The film's director, Adrian Teh, make a cameo appearance as the aikido instructor.

==Production==
Reversi was directed by Adrian Teh, a Penang-born director best known for his directorial works like Lelio Popo (2010), King of Mahjong (2015), PASKAL: The Movie (2018) and MALBATT: Misi Bakara (2023). Teh began writing the film's screenplay in 2015 and according to him, it was written very much longer than PASKAL. After MALBATT was released, Teh decided to take a break from making action films and explored other genres. For the film, he chose to write about the time travel – a concept, he said, that was rarely highlighted in Malay films and use it as a narrative tool to exploring the close relationship between a father and his son. He took the inspiration from his favourite time travel-themed films like The Time Traveler's Wife and About Time.

The film's screenplay was fully completed in 2023. Teh also revamp the script as he wanted a completely different storyline, unlike any other time travel films. He then approach director, Nik Amir Mustapha as he was impressed with the latter's work in 2022 science fiction film, Imaginur, which also starring Beto Kusyairy. Nik Amir, however, withdrew due to his schedulling conflicts. Teh then approached several directors, including Ariff Zulkarnain, but also withdrew from the film due to creative differences. In the end, he had to do it by himself, thinking that he "shouldn't fight fate".

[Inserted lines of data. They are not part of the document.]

PR #1152, opened 2026-08-24
feat(highcharts): read a timeline as the labelled scatter it draws

jooyoungseo:
A Highcharts `timeline` series is in none of `buildSubplot`'s type buckets, so it reached `convertSeries` as an unsupported type and was declined — and the whole chart came out unread. A timeline's entire payload is *which events happened, in what order*, which is exactly what `ScatterPoint.label` is for.

Closes part of #1138. Third of that issue's four judgement cases; `organization` is the one still open.

## `y` is a constant

This is the fact the reading is built around, and it was measured rather than assumed. Highcharts 11.4.8 in Chromium, four events and three, dated and undated alike:

```
point.y     1, 1, 1, 1
point.x     0, 1, 2, 3        no x declared, x axis hidden
point.x     1579046400000 …   with xAxis.type: 'datetime'
```

So the layer carries the 1 the chart drew. **Sonifying it plays one pitch for the whole row**, which is what a chart with no magnitude sounds like. The two alternatives are worse: pitching by `x` would announce a magnitude the chart does not draw, and refusing the layer leaves the reader with nothing. What they actually get is the *sequence* — `ScatterTrace` pans by distinct x value, so moving through the events sweeps the stereo field — and the *identity* of each event.

`x` is whatever the author declared. Nothing converts a bare index into a date: on the undated timeline the dates live in the event's own text, which is where the chart draws them.

## Each event's box draws two strings

Measured on an event declaring both:

```
data label text   "● First artificial satellite" ⟨zero-width space⟩ "1957 Sputnik 1"
```

`name` on the first line, `label` on the second. Neither alone is the box, and on the ordinary timeline — x axis hidden, `x` a bare 0, 1, 2, 3 — `label` is the only place the *date* appears at all. So both are joined into the one string the grammar has room for, and a repetition is said once.

**`description` is dropped.** It is the tooltip's text rather than anything drawn, and the grammar has one string per point.

## The markers needed no new selector

Measured: a timeline's markers carry `highcharts-point` inside a `highcharts-markers` group that is a *sibling* of the series group but carries the same `highcharts-series-N` class. So the existing `scatterSelector` resolves to exactly one element per point, in point order, each identical to that point's own `graphic` — verified on the four-event and three-event charts and again on the example page's own five.

## Falsification

Six mutations against the new code, all killed:

```
baseline                                9 passed
timeline declined again                 9 failed
only the headline named                 2 failed
a repeated string said twice            1 failed
the position pitched as a magnitude     1 failed
a valueless event kept                  1 failed
axes swapped                            1 failed
```

## Gate

`npx eslint src test` clean, `tsc --noEmit` clean, `npm run build` complete, `npm test` → **399 suites / 5515 tests**, plus the ESM project at 10 / 137.

## Also here

- `docs/highcharts.md`: a table row and a note carrying the constant-`y` reasoning.
- `examples/highcharts-timeline.html`: a working example, its exact configuration run through the adapter in Chromium (five events, five selector hits, labels matching the drawn boxes).
- `HighchartsPoint.label` added to the adapter's types, documented as the timeline's second line.

---


jooyoungseo:
Thanks — all five are notes rather than requests, and I agree with each. Two are worth answering on the record.

**On `HighchartsPoint.label` being a reused key.** You are right that this is the one assumption here that could age badly, so I made the JSDoc say so at the declaration rather than leaving it implicit. It is also narrower than it looks in practice: the field is read in exactly one place, `timelineEventLabel`, which is reached only from `case 'timeline'`. A future series type that starts declaring `point.label` for something else would not be affected unless it were also routed through this converter, which would be a deliberate act. If that day comes, the fix is a type-scoped read rather than a wider one.

**On the comma-joined label.** It is not only a grammar constraint — it is what the chart draws. Measured on an event declaring both strings, the rendered data-label box reads

```
"● First artificial satellite" ⟨zero-width space⟩ "1957 Sputnik 1"
```

so `name` and `label` are two lines of *one* box, and either alone is half of it. The case that decides it is the ordinary undated timeline, where `xAxis` is hidden and `x` is a bare 0, 1, 2, 3: there `label` is the only place the **date** appears anywhere in the payload. Joining keeps that whole and costs a dated timeline one repetition — which is itself deduplicated when the two strings are identical.

The `O(n²)` dedup is over a fixed two-element array, as you note; I kept `indexOf` because a `Set` there reads as though the length were unbounded.

E2E is the last check still running. I will merge once it is green.

---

Beto was chosen to play Akid. After a long discussion with Teh, he agreed to took the role after reading the script and acknowledged that Reversi was intended to tackling contemporary issues. For the character, Teh puts two conditions in Akid's story: "First, he can only return to the past after 18 years and the second, he had to endure the impact of his own act". Teh also utilise a special effects to create the older version of Akid to achieved the better ageing process.

==Release==
Reversi became the only Malaysian film to be shortlisted at the competition section of the Udine Far East Film Festival (FEFF) in Italy and have its international premiere on 2 May 2024. The film was released in Malaysian cinemas on 19 December 2024, seven months after its international premiere.